I want to count the number of rows in the partition 0-3months. Months are specified by MYMONTH in the format such that 201601 for 2016 January. I am using SQL Server 2014. How can I do the partition over 3 months?
SELECT COUNT(*),
COUNT(*)
/
(COUNT(*) OVER (PARTITION
BY MYMONTH RANGE BETWEEN 3 MONTH PRECEDING AND CURRENT MONTH))
FROM myData
Sample
| Month | Value | ID |
-------------------------|
| 201601 | 1 | X |
| 201601 | 1 | Y |
| 201601 | 1 | Y |
| 201602 | 1 | Z |
| 201603 | 1 | A |
| 201604 | 1 | B |
| 201605 | 1 | C |
| 201607 | 1 | E |
| 201607 | 10 | EE |
| 201607 | 100 | EEE|
Counts
| Month | Count | Count3M | Count/Count3M |
-------------------------------------------
| 201601| 3 | 3 | 3/3 |
| 201602| 1 | 4 | 1/4 |
| 201603| 1 | 5 | 1/5 |
| 201604| 1 | 6 | 1/6 |
| 201605| 1 | 4 | 1/4 |
| 201607| 3 | 5 | 3/5 |
You can try this (MSSQL 2012):
Sample data
CREATE TABLE mytable(
MONT INTEGER NOT NULL
,Value INTEGER NOT NULL
,ID VARCHAR(5) NOT NULL
);
INSERT INTO mytable(MONT,Value,ID) VALUES (201601,1,'X');
INSERT INTO mytable(MONT,Value,ID) VALUES (201601,1,'Y');
INSERT INTO mytable(MONT,Value,ID) VALUES (201601,1,'Y');
INSERT INTO mytable(MONT,Value,ID) VALUES (201602,1,'Z');
INSERT INTO mytable(MONT,Value,ID) VALUES (201603,1,'A');
INSERT INTO mytable(MONT,Value,ID) VALUES (201604,1,'B');
INSERT INTO mytable(MONT,Value,ID) VALUES (201605,1,'C');
INSERT INTO mytable(MONT,Value,ID) VALUES (201607,1,'E');
INSERT INTO mytable(MONT,Value,ID) VALUES (201607,10,'EE');
INSERT INTO mytable(MONT,Value,ID) VALUES (201607,100,'EEE');
Query 1
SELECT MONT, RC, RC+ LAG(RC,3,0) OVER ( ORDER BY MONT)+ LAG(RC,2,0) OVER ( ORDER BY MONT) + LAG(RC,1,0) OVER ( ORDER BY MONT) AS RC_3M_PREC -- + COALESCE( LEAD(RC) OVER ( ORDER BY MONT),0) AS RC_3M
FROM (SELECT MONT
, COUNT(*) RC
FROM mytable
GROUP BY MONT
) A
Output:
MONT RC RC_3M_PREC
----------- ----------- -----------
201601 3 3
201602 1 4
201603 1 5
201604 1 6
201605 1 4
201607 3 6
Or using what you proposed (option ROWS ... PRECEDING):
Query 2:
SELECT MONT, RC
, COALESCE(SUM(RC) OVER (ORDER BY MONT ROWS BETWEEN 3 PRECEDING AND CURRENT ROW),0) AS RC_3M
FROM (SELECT MONT
, COUNT(*) RC
FROM mytable
GROUP BY MONT
) A
Output:
MONT RC RC_3M
----------- ----------- -----------
201601 3 3
201602 1 4
201603 1 5
201604 1 6
201605 1 4
201607 3 6
If you want to count rows in the previous three months, just use conditional aggregation.

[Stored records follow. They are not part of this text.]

PR #268, opened 2016-11-16
Fixes #17355 - display override value order as long text

tstrachota:


ares:
:+1: from me, works nicely

this 
```
    Order:               fqdn, hostgroup, os, domain
```
changed to this
```
    Order:               
      fqdn
      hostgroup
      os
      domain
```

PR #269, opened 2016-11-24
Fixes #8016 - Session auth in hammer

tstrachota:
- api connection moved to a separate object
- credentials moved to InteractiveBasicAuth
- new SessionAuthenticatorWrapper for handling api sessions

Requires:
- https://github.com/Apipie/apipie-bindings/pull/52
- https://github.com/theforeman/hammer-cli/pull/227
- https://github.com/theforeman/foreman/pull/4045

TODO: 
- [x] add logging of auth type
- [x] add config for turning sessions off
- [x] fix sessions being dropped after unauthenticated call (`hammer ping`)


mbacovsky:
First of all thanks for this cool feature, it was on many wish lists for a long time.

I was testing it and it looks almost ready to go. I've found the following that needs some solution/discussion:

1. it would be great to know from hammer logs what auth was used - session, credentials
1. can we influence the expiration time from hammer side?
1. can we turn the session auth feature off?
1. can we set the session expired from hammer side?
1. when session expires hammer fails with error. It should retry and obtain credentials from config or user as usually

As per our discussion I know that some might be difficult to implement right now. Filed issue to track the change may be acceptable solution in some cases. 

What is really annoying is that session expires when using command that does not need auth (e.g. ping) and it makes the following command fail. Can that be fixed?

tstrachota:
Thanks for the review, answers below:

_1. it would be great to know from hammer logs what auth was used - session, credentials_
Ok, I'll add some more logging.

_2. can we influence the expiration time from hammer side?_
No

_3. Can we turn the session auth feature off?_
No, it probably makes sense to add it.

_4. can we set the session expired from hammer side?_
No

_5. when session expires hammer fails with error. It should retry and obtain credentials from config or user as usually_
I agree such behaviour would be much better. I intentionally didn't introduce it in this PR because that would make it even more complicated and difficult to review. It's something that's definitely worth adding in future.

Expiring the session after unauthenticated call is definitely a bug. I'll fix that. Please feel free to open additional issues for the rest.

mbacovsky:
@tstrachota, I did some more testing. The session expiration is set by default to 60 min. It is very annoying When after every hour of inactivity your hammer command fail. I also used hammer in a cron job and every second run failed when the interval was bigger then the expiration time. We either need to implement the retry or add possibility to disable sessions by configuration and CLI arg. What do you think?

tstrachota:
@mbacovsky updated and ready for another round of review
* issues 1. and 3. from https://github.com/theforeman/hammer-cli-foreman/pull/269#issuecomment-264854529 fixed
* fixed logout after `hammer ping`
* `hammer auth *` commands fixed to work with new authenticators
* authenticator now handles change of user when there's existing session

Sessions are now turned off by default and you have to enable it by setting `:use_sessions: true` in the config file.

config/foreman.yml
```diff
@@ -8,6 +8,7 @@
   # Credentials. You'll be asked for them interactively if you leave them blank here
   :username: 'admin'
   #:password: 'example'
+  :use_sessions: false
```
mbacovsky: Are sessions specific to Basic Auth or can they be used with e.g. OAuth? Just to confirm this is the right place for the config.

mbacovsky:
I've tested this and now it works well for me. Thanks for fixing the auth commands, I forgot to test them.
I'm ready to merge when the question on the config is answered.

config/foreman.yml
tstrachota: Some auth methods might require sessions but in general it's imho independent.

tstrachota:
@mbacovsky thanks. I'll bump dependency on the latest apipie-bindings prior to merge.

mbacovsky:
[test]

mbacovsky:
@tstrachota this looks good to merge. Please add deps on apipie-bindings >= 0.0.19 that was released today. Part in core was merged as it seems it can work with older bindings.

tstrachota:
@mbacovsky thanks for the apipie-bindings release! Dependency bumped.

mbacovsky:
@tstrachota awesome!
lgtm

thomasmckay:
@tstrachota @mbacovsky - I need some help here. How do I replace this file with the new mechanics for auth?
https://github.com/Katello/hammer-cli-csv/blob/master/lib/hammer_cli_csv/utils/config.rb
http://projects.theforeman.org/issues/17624

PR #270, opened 2016-12-03
Fixes #17568 - create compute-resource VMware - URL optional

swapab:


mbacovsky:
@swapab, thanks for the contribution. The code looks good, but I've tested this and I'm getting the following from the server:
```
$ hammer compute-resource create --name xxx --provider vmware
  URL can't be blank
  Username can't be blank
  Password can't be blank
  Server can't be blank
  Datacenter can't be blank
```
It seems both  `server` [1] and `url` [2] is required on the server. So this patch indeed does not fix the issue. I think it has to be sorted out on the server first and then aligned in hammer. To keep the original behavior at least the `server` should be required by hammer for vmware (preferably the whole required set).

[1] https://github.com/theforeman/foreman/blob/develop/app/models/compute_resources/foreman/model/vmware.rb#L8
[2] https://github.com/theforeman/foreman/blob/develop/app/models/compute_resource.rb#L18

swapab:
Due to bad merge, I had to delete the branch.
The new pull request is https://github.com/theforeman/hammer-cli-foreman/pull/272

ohadlevy:
you can always force push into an exiting remote branch :)

swapab:
Thanks @ohadlevy 
I did that actually. But somehow I messed up the commits order and ended up having 2 commits with same changes entangled with commits from master's.

ldomb:
This also affects the ec2 provider as well. Hammer expect a url when adding an ec2 provider

PR #272, opened 2016-12-15
Fixes #17568 - create compute-resource VMware - URL optional

swapab:


mbacovsky:
@swapab, thanks for the contribution. The code looks good, but I've tested this and I'm getting the following from the server:
```
$ hammer compute-resource create --name xxx --provider vmware
  URL can't be blank
  Username can't be blank
  Password can't be blank
  Server can't be blank
  Datacenter can't be blank
```
It seems both  `server` [1] and `url` [2] is required on the server. So this patch indeed does not fix the issue. I think it has to be sorted out on the server first and then aligned in hammer. To keep the original behavior at least the `server` should be required by hammer for vmware (preferably the whole required set).

[1] https://github.com/theforeman/foreman/blob/develop/app/models/compute_resources/foreman/model/vmware.rb#L8
[2] https://github.com/theforeman/foreman/blob/develop/app/models/compute_resource.rb#L18

lib/hammer_cli_foreman/compute_resource.rb
```diff
@@ -70,17 +70,29 @@ def print_data(data)
 
     class CreateCommand < HammerCLIForeman::CreateCommand
 
+      VALIDATION_PER_PROIVIDER = {
+        'libvirt'   => [:option_url],
+        'ovirt'     => [:option_url, :option_user, :option_password, :option_datacenter],
+        'openstack' => [:option_url, :option_user, :option_password],
+        'racksapce' => [:option_url],
+        'ec2'       => [:option_region, :option_user, :option_password],
+        'vmware'    => [:option_user, :option_password, :option_datacenter, :option_server]
```
swapab: @mbacovsky Thanks for reviewing my PR.

This is kind of vague but working solution to validate ComputeResource#create options. One thing to note in case of vmware[1] and ec2 URL option has been *smartly* bypassed with server and zone respectively.

[1] https://github.com/theforeman/foreman/blob/develop/app/models/compute_resources/foreman/model/vmware.rb#L423

I'll create a new patch to handle server side url validation(url should be validated based on provider)

tstrachota:
Hi @swapab, has there been any progress with the server-side patch, please?

swapab:
@tstrachota Server side patch is ready: https://github.com/theforeman/foreman/pull/4461

swapab:
@mbacovsky @tstrachota Since the pre-requisite theforeman/foreman#4461 has been merged. This PR is ready for review.

lib/hammer_cli_foreman/compute_resource.rb
```diff
@@ -70,17 +70,29 @@ def print_data(data)
...
       failure_message _("Could not create the compute resource")
 
       build_options
 
       validate_options do
-        all(:option_name, :option_url, :option_provider).required
+        all(
+          *VALIDATION_PER_PROIVIDER[
+            option(:option_provider).value.to_s.downcase
+          ].unshift(:option_name, :option_provider)
```
tstrachota: I get an error when I try to create a compute resource without specifying the provider:
```
hammer compute-resource create --name Test
  Error: undefined method `unshift' for nil:NilClass
```
the same happens when I use some unexpected value for the provider, eg. `--provider=unknown`

swapab: @tstrachota Thanks for reviewing. I have fixed the above error. Functional test added.

.gitignore
```diff
@@ -22,3 +22,4 @@ tags
 # Locale files
 locale/*/*.edit.po
 locale/*/*.po.time_stamp
+.tramp_history
```
swapab: @tstrachota Let me know if this can't be added to `.gitignore`

tstrachota: This is totally fine. Just move it below the comment "#Editors" so that people roughly know what it belongs to.

tstrachota:
@swapab thank you for the updates, especially for the tests. They look good! Could you please add two more that would specifically test the provider option being `--provider=""` and `--provider="unknown"`. The latter will imho still fail with `"undefined method `unshift' for nil:NilClass"`.

swapab:
@tstrachota 
Thanks again. I have updated the PR.
1. Moved `.tamp_history` to under #Editor 
2. Fixed erro for `invalid/blank` provider
---
Tests are failing though http://ci.theforeman.org/job/test_hammer_cli_foreman_pull_request/1056/
```
user::create.test_0001_resolves default organization name to id
user::create.test_0002_resolves default location name to id
```

tstrachota:
@swapab thanks for the changes. The test failures are unrelated, the master is broken since the merge of https://github.com/theforeman/hammer-cli/commit/62529bb8b918e0bae6cda7592c1a9c0afce6e8b4 We'll deal with that in a separate PR.

mbacovsky:
@tstrachota, @swapab , the PR fixing the tests is https://github.com/theforeman/hammer-cli-foreman/pull/333

tstrachota:
[tests]

tstrachota:
Merged, thanks @swapab ! I'm sorry for the delay between approving the PR and merging it.

swapab:
Yay! Thanks @tstrachota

You do need a way to enumerate the months:
SELECT COUNT(*),
SUM(CASE WHEN yyyymm_counter <= 3 THEN 1 ELSE 0 END)
FROM (SELECT md.*,
DENSE_RANK() OVER (ORDER BY MYMONTH DESC) as yyyymm_counter
FROM myData md
) md;
Another way without the subquery converts the month value to an actual date. Let me assume that it is a string:
SELECT COUNT(*),
SUM( CASE WHEN DATEDIFF(month, CAST(MYMONTH + '01' as DATE), GETDATE()) <= 3
THEN 1 ELSE 0
END)
FROM MyData;
I've left the / out of the answer. You need to be aware that SQL Server does integer division, so you may not get the results you want -- unless you convert values to non-integer number (I would suggest multiplying by 1.0 or using 1.0 instead of 1 in the queries).